Shares of Roku (ROKU -23.07%) cratered on Friday, falling by as much as 27.2%. As of 10:56 am ET, the stock was still down 24.21%.
The catalyst that sent the streaming video pioneer into a tailspin was its second-quarter report, which was far worse than anyone expected as macroeconomic conditions dragged on its business.
Total net revenue grew 18% year over year to $764 million, but the results of its segments were mixed. Sales from its platform segment — which consists of digital advertising, The Roku Channel, and licensing revenue from its smart-TV operating system — grew 26% year over year. At the same time, player revenue declined 19%, bogged down by supply chain disruptions and a slowdown in consumer spending.
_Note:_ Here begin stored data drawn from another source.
PR #6426, opened 2025-02-05
6410 fix backend patient schema

### LINKED ISSUE #6410: Quick add patient from `Next of Kin` selector

lache-melvin:
Fixes #6410

# 👩🏻‍💻 What does this PR do?

Updates backend NextOfKin schema field to match the frontend one, and the one on base patient in programschemas repo now (in PR)

# 🧪 Testing

- [ ] Patient next of kin add/edit still works with default patient
- [ ] Upload these schemas to document registry: https://github.com/msupply-foundation/programschemas/pull/14
- [ ] Patient next of kin add/edit works with custom patient
- [ ] 

# 📃 Documentation

  1.
  2.

### DIFF
--- a/client/packages/programs/src/schema_types.ts
+++ b/client/packages/programs/src/schema_types.ts
@@ -85,6 +85,8 @@ export interface PersonSchema {
 
   notes?: NoteSchema[];
 
+  phone?: string;
+
   nextOfKin?: NextOfKinSchema;
 }
 
--- a/server/service/src/programs/patient/patient_schema.rs
+++ b/server/service/src/programs/patient/patient_schema.rs
@@ -33,8 +33,7 @@ impl Default for SchemaPatient {
             marital_status: Default::default(),
             contacts: Default::default(),
             extension: Default::default(),
-            next_of_kin_id: Default::default(),
-            next_of_kin_name: Default::default(),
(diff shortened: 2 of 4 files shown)


Chris-Petty (approved):
🔥

PR #6432, opened 2025-02-06
6297 Restructure reports file system

### LINKED ISSUE #6297: Restructure report file system

A number of report file system restructures and re-namings:
- [x] Separation of reports into separate 'forms' (previously called picklists) and 'reports' dirs.
- [x] Rename 'reports' dir to be 'standard_reports' dir.
- [x] Rename 'manifest.json' files to 'report-manifest.json' in all reports (and update cli to read report-manifest.json).
- [x] Move reports dir out of the backend, and into the open-msupply root dir
- [x] Simplify version dir names to only major and minor (with patch changes, we will just overwrite).
Currently file names are 'x.x.x', but we can simplify to 'x.x'. When new patches are made, we overwrite the old patch (no need to keep old versions of patches).

### Moneyworks Jobcode 🧰

OMS:REPT

EthanMcQ-TMF:
Fixes #6297 

# 👩🏻‍💻 What does this PR do?

- Move `reports` dir to root of repo, rename to `standard_reports`
- Split `standard_forms` into a separate dir
- Standardise `manifest.json` files to `report-manifest.json`
- Remove patch numbers from report dir names
- Update CLI to point to new dirs

Splitting the forms at the same dir level as the reports was a style choice on my part, but it does result in the default `build-reports` command now skipping forms. I'm not entirely sure if that's something we want in this new dir layout, so I'm happy to adjust that if needed.

# 🧪 Testing

- [ ] Confirm `build-reports` command correctly builds from the newly renamed directories
- [ ] Confirm `upsert-reports` command correctly uploads from the newly renamed directories
- [ ] Confirm `reload-embedded-reports` command correctly loads from the newly renamed directories

# 📃 Documentation

- [ ] Updated the path in the report-builder README


roxy-dao (changes requested):
Thanks for the changes Ethan~ Just need to fix two things before this can be merged (: 

1. The standard forms aren't being built anymore 
2. The requisition report in `standard_report` folder is a form
3. .gitignore path for node_modules and dist need to be amended

server/cli/src/cli.rs
```diff
@@ -421,70 +421,82 @@ async fn main() -> anyhow::Result<()> {
...
-
-            fs::write(&output_path, serde_json::to_string_pretty(&reports_data)?).map_err(
-                |_| {
-                    anyhow::Error::msg(format!(
-                        "Failed to write to {:?}. Does output dir exist?",
-                        output_path
-                    ))
-                },
-            )?;
+            for base_dir in dir_list {
```
EthanMcQ-TMF, line 430: For the sake of running `standard_reports` and `standard_forms` back to back I wanted to loop this. Fun bonus is now you can build multiple report paths in a single command if you want.

```
cargo run --bin remote_server_cli build-reports --path ../some/example/path ../some/other/path
```

server/cli/src/cli.rs
```diff
@@ -421,70 +421,82 @@ async fn main() -> anyhow::Result<()> {
...
+                None => vec![standard_reports_dir, standard_forms_dir],
+            };
 
-            StandardReports::upsert_reports(reports_data, &con, overwrite)?;
+            for file_path in file_list {
+                let json_file = fs::File::open(file_path.clone())
+                .expect(&format!(
+                    "{} not found for report",
+                    file_path.display()
+                ));
```
roxy-dao, line 491:
```suggestion
                    .unwrap_or_else(|_| panic!("{} not found for report", file_path.display()));
```

roxy-dao (approved):
LGTM~ Thanks for all the changes (:

PR #6435, opened 2025-02-06
add nothing found feedback to new prescription modal

### LINKED ISSUE #5689: New prescription -- patient search gives no useful feedback when no results found
## What went wrong? 😲

When creating a new prescription, if your search term for the patient yields no results, there is no visual feedback for the user. You get a brief "Loading" placeholder, then nothing. As a user, it feels like something has gone wrong rather than no results.

## Expected behaviour 🤔

A message saying "No patients found" or equivalent

## How to Reproduce 🔨

1. Prescriptions -> New Prescription
2. Type some random characters into the Patient search
3. Observer no useful feedback

## Your environment 🌱

- Open mSupply Version: 2.4.01-RC1
- Legacy mSupply Central Server Version: n/a

- Platform: Browser (Firefox)

- Database type: Postgres

zachariah-at-msupply:
Fixes #5689 

# 👩🏻‍💻 What does this PR do?

Adds feedback to the patient search in the create prescription modal, so that you know when no patients are found.

This is what it looks like when you open the modal:
&nbsp;
image
&nbsp;
And this is what it looks like when you search for something that matches no patients:
&nbsp;
image
&nbsp;
It is not ideal that the feedback covers the create patient button, but apart from moving that button, I was unable to find a better solution without taking days over it, which seemed excessive. Perhaps one possibility might be to move the create patient button down a bit - what do you think about this, those who are in charge of UI?

Have a nice day :)

# 🧪 Testing

- [ ] Go to Dispensary > Prescriptions > New Prescription (in the top right hand corner of the page).
- [ ] Check that 'No patients found' is displaying beneath the search box.
- [ ] Enter a search term that displays some results.
- [ ] Check that the results appear as expected, without 'No patients found'.
- [ ] Enter a search term that is definitely not going to return any results.
- [ ] Check that 'No patients found' is displaying beneath the search box.

# 📃 Documentation

- [x] **These areas should be updated or checked**: Screenshots should be updated in the make a new prescription documentation.


jmbrunskill:
> Perhaps one possibility might be to move the create patient button down a bit - what do you think about this, those who are in charge of UI?

Can we try to put it at the bottom of the modal? I think that would solve it and look nicer?

roxy-dao:
> > Perhaps one possibility might be to move the create patient button down a bit - what do you think about this, those who are in charge of UI?
> 
> Can we try to put it at the bottom of the modal? I think that would solve it and look nicer?

Or move the create patient button to the top >.>

zachariah-at-msupply:
I'll just wait for a final decision and then go ahead and implement it :)

jmbrunskill:
> I'll just wait for the decision to be finalised and then go ahead and implement it, to avoid doing lots of commits :)

Put it at the bottom of a modal if you can figure out a nice way, I just had a quick look and couldn't figure out how, maybe see if you can figure it out in 30min?
If it's too difficult to put it at the bottom of the modal, Then lets just add some padding so there's just enough room for the message?

Moving the Create button to the top seems a bit risky as people might click it instead of searching.
We want to improve this more the the future but it's not the priority right now...

zachariah-at-msupply:
Here it is! Is this what you had in mind?
image

client/packages/system/src/Patient/Components/PatientSearchModal/PatientSearchModal.tsx
```diff
@@ -65,10 +65,10 @@ const PatientSearchComponent: FC<PatientSearchModalProps> = ({
           onChange={(_, name) => {
             if (name && !(name instanceof Array)) onChange(name);
           }}
-          noOptionsText=""
+          noOptionsText={t('messages.no-patients-found')}
         />
       </Box>
-      <Box p={2}>
+      <Box marginTop="100%" padding={2}>
```
GeronimoJohn, line 71: Like the idea! Though I would suggest using or adding `flexGrow` within the `sx` field for the `Box` above this one (`sx: {{ flexGrow: 1}}`) and remove marginTop. 

Margins are great tool but can usually lead to layout issues unlike flex box which has more of a predictable outcome. `flexGrow: 1` allows the element to take up as much space. Effectively reaching the desired layout

Screenshot 2025-02-10 at 9 08 42 AM

GeronimoJohn (commented):
Great idea! Though left one thing about it

client/packages/system/src/Patient/Components/PatientSearchModal/PatientSearchModal.tsx
zachariah-at-msupply: Awesome trick! I'll do that :+1:

GeronimoJohn (approved):
LGTM! Thanks for the changes @zachariah-at-msupply. If we're all happy with the location of the button then 🚀

PR #6450, opened 2025-02-09
restore the border

### LINKED ISSUE #6449: Multi line input style has changed
## What went wrong? 😲

The multi line input has lost the border it once had:

Image

## Expected behaviour 🤔
The input used to have a border like this:

Image

There needs to be some demarcation to show where the input is. Please investigate and see why this happened - if it was deliberate then isolate your solution so that the settings looks ok, and the original intention isn't overwritten

## How to Reproduce 🔨

## Your environment 🌱

- Open mSupply Version:

- Platform:

- Database type:

mark-prins:
Fixes #6449

# 👩🏻‍💻 What does this PR do?
Restores the border on the settings inputs

It's another MUI6 problem. 
* The slotProps needed to be on the `input` rather than the `htmlInput`
* Within the props, the `sx` provided by the caller was being overwritten 

The borders were missing and it's hard to see where the input is now!

### Side quest
Fix the background colour on the numeric inputs for prescriptions. These are showing as grey and should be white:

Screenshot 2025-02-09 at 4 52 59 PM

# 🧪 Testing

- [ ] Check the settings multi-line inputs; they should have a border
- Check other usages to see if they look ok:
  - [ ] help form email body input
  - [ ] create encounter form notes input
  - [ ] Customer requisition comment input
  - [ ] Internal order comment input

# 📃 Documentation

  1.
  2.

### DIFF
--- a/client/packages/common/src/ui/components/inputs/TextArea/TextArea.tsx
+++ b/client/packages/common/src/ui/components/inputs/TextArea/TextArea.tsx
@@ -1,6 +1,7 @@
 import React, { FC } from 'react';
 import { StandardTextFieldProps } from '@mui/material/TextField';
 import { BasicTextInput } from '../TextInput';
+import merge from 'lodash/merge';
 
 export const TextArea: FC<StandardTextFieldProps> = ({
   value,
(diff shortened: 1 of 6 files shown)


roxy-dao (approved):
LGTM~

As a result, the company swung from a profit to a net loss of $112 million, or $0.82 per share.
To put those results in context, analysts’ consensus estimates were calling for revenue of $804 million and a loss per share of $0.71. Roku even missed its own expectations, as management had guided for net revenue of $805 million and a net loss of $109 million, so the company whiffed on both.
Perhaps most discouraging was management’s commentary, which suggested things will get worse before they get better. In its letter to shareholders, Roku noted that there was a “significant slowdown in TV advertising spend due to the macro-economic environment.” To make matters worse, the company saw a slowdown in consumer discretionary spending last quarter, and management “expect[s] these challenges to continue in the near term.”
The news wasn’t all bad. The company continued its unbroken streak of increasing its average revenue per user, which grew 21% year over year to $44.10, and it continued to gain market share.
The company’s outlook was fairly dismal. For the third quarter, Roku is guiding for revenue of $700 million, an increase of 3% year over year, and a deepening net loss of $190 million. Management also pulled its full-year guidance, citing the uncertain macro environment.
There are no doubt challenges ahead for the company, but Roku’s industry-leading position and its massive installed base of viewers should help insulate it from significant damage, and business will rebound once the economy improves. Those who buy now and hold on will look back on the purchase as a smart move in five years.